Alignment of the amino acid sequences of the proteins codified by mouse and human spliced mRNAs. Amino acid residues are at right. Horizontal lines indicate seven transmembrane spanning α-helices. Vertical lines indicate identical residues. Arrows and ♦ indicate invariant cysteines and prolines, respectively.

Figure 3

RNA blot analysis of mRNA from mouse tissues probed with exon 2 of Dfy. (Lane 1) 2 μg of bone marrow mRNA; (lane 2) 5 μg of spleen mRNA; (lane 3) 5 μg of liver mRNA; (lane 4) 5 μg of lung mRNA; (lane 5) 10 μg of kidney mRNA; (lane 6) 10 μg of heart mRNA; (lane 7) 5 μg of skeletal muscle mRNA; (lane 8) 1 μg of brain mRNA. Actin probe was used to test the integrity of the mRNA fraction and to determine the relative abundance of poly(A)⁺ RNA. RNAs were resolved on a 1.5% denaturing agarose gel hybridized and autoradiographed for 5 days. The relative amount of mRNA was determined with the Eagle Eye II Still Video System (Stratagene). The Duffy-like mRNA/actin mRNA ratios were as follows: (lane 1) 1.80; (lane 2) 2.30; (lane 3) 0.78; (lane 4) −; (lane 5) −; (lane 6) 0.09; (lane 7) 0.09; (lane 8) 10.72.

Figure 4

Location of Dfy on mouse chromosome 1. The genetic map was derived from segregation analysis of 144 interspecific backcross progeny. The number of observed recombinant chromosomes over the total number of analyzed chromosomes was used to estimate the recombination frequency between adjacent loci.

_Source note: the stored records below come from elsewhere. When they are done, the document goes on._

PR #2656, opened 2025-01-24
Using OAEP cipher mode to encrypt unique id

wmathurin:
NB: Falling back on PKCS1 at decryption time to successfully decode unique id encoded with MSDK 12 or older

At this point PKCS1 is only used in fall back scenarios - to decrypt payloads encrypted for older version of MSDK:
- to decrypt encrypted push notifications, if server generated key was created with PKCS1 cipher mode
- to decrypt unique id, if it was encrypted with PKCS1 cipher mode


brandonpage (approved):

wmathurin:
NB: manually tested upgrade - login to app that uses old generateUniqueIdIfNoneStored and then relaunching app with the new generateUniqueIdIfNoneStored and making sure uniqueId was read and written back using new cipher mode.

PR #2661, opened 2025-01-30
Fix Github Actions PR event checks.

brandonpage:
This PR adds a `is_pr` input parameter to our reusable-workflow.  The value of `github.event_name` changes from `pull_request` (or however the original flow started) to `workflow_call` in the reusale-workflow since that is technically how the _reusable-workflow was triggered_.  

CI will fail because it runs the workflow file on `dev`.  Tested [here](https://github.com/brandonpage/SalesforceMobileSDK-iOS/pull/13).

### DIFF
--- a/.github/workflows/pr.yaml
+++ b/.github/workflows/pr.yaml
@@ -37,7 +37,7 @@ jobs:
           # We need a sufficient depth or Danger will occasionally run into issues checking which files were modified.
           fetch-depth: 100
           # This is dangerous without the member check
-          ref: ${{ github.head_ref }}
+          ref: ${{ github.event.pull_request.head.sha }}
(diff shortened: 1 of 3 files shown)


.github/workflows/pr.yaml
```diff
@@ -3,8 +3,7 @@ name: Pull Request
 on:
   # Dangerious without Member Check setup!
   pull_request_target:
-    branches:
-      - dev
+    branches: [dev, master]
```
brandonpage, line 6: CI should run on master too.  See [this discussion](https://github.com/forcedotcom/SalesforceMobileSDK-iOS/pull/3822#discussion_r1934828572).

wmathurin (approved):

These interlocus recombination estimates are shown to the right of the chromosome along with their associated standard errors (shown in parentheses). Map locations for known human homologs are shown at left.

Figure 5

Inhibition of ¹²⁵I-labeled MGSA binding to K562 cells stably expressing the mouse Duffy-like protein and mouse erythrocytes. K562 cells and mouse erythrocytes were incubated for 30 min at 37°C with ¹²⁵I-labeled MGSA (0.5 nm) in the absence or presence of 0.25 μm of unlabeled MGSA, MCP-1, IL-8, RANTES, MIP-1α, MIP-1β, Eotaxin, GROα, and GROβ. The binding reactions were stopped as described (Neote et al. 1993; Chaudhuri et al. 1994). The data are expressed as cpm of ¹²⁵I-labeled MGSA bound (per 10⁶ cells) for K562 cells and (per 10⁷ cells) for mouse erythrocytes. Abbreviations for human and murine chemokines are hu and mu, respectively.